*Directions for this task*
Retyping the data exactly is the task. Include every line.

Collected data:
......

PR #939, opened 2021-04-12
Removed inadvertent unicode char

avrata:
Fixes: 
https://github.com/PixarAnimationStudios/OpenTimelineIO/issues/938

Removed non-ascii char to allow python parsing


ssteinbach (approved):
good catch, thanks!

PR #942, opened 2021-04-15
Localize test otiod/z test data to sample_data directory

avrata:
Localizes the test data for the otiod/z adapter into the sample_data dir. 

I am reticent to add these two new files so if there are other options, please let me know.

Thanks,
Robyn


ssteinbach:
Good fix, thanks.

ssteinbach (approved):

ssteinbach (approved):
This is better than reaching into the docs directory, thanks.

PR #947, opened 2021-04-19
Ascii doc fix

avrata:
Found an additional non-ascii character in a doc string related to a citation.


ssteinbach (approved):
these are so weird, thanks.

......

*Solution to this exercise*
PR #939, opened 2021-04-12
Removed inadvertent unicode char

avrata:
Fixes: 
https://github.com/PixarAnimationStudios/OpenTimelineIO/issues/938

Removed non-ascii char to allow python parsing


ssteinbach (approved):
good catch, thanks!

PR #942, opened 2021-04-15
Localize test otiod/z test data to sample_data directory

avrata:
Localizes the test data for the otiod/z adapter into the sample_data dir. 

I am reticent to add these two new files so if there are other options, please let me know.

Thanks,
Robyn


ssteinbach:
Good fix, thanks.

ssteinbach (approved):

ssteinbach (approved):
This is better than reaching into the docs directory, thanks.

PR #947, opened 2021-04-19
Ascii doc fix

avrata:
Found an additional non-ascii character in a doc string related to a citation.


ssteinbach (approved):
these are so weird, thanks.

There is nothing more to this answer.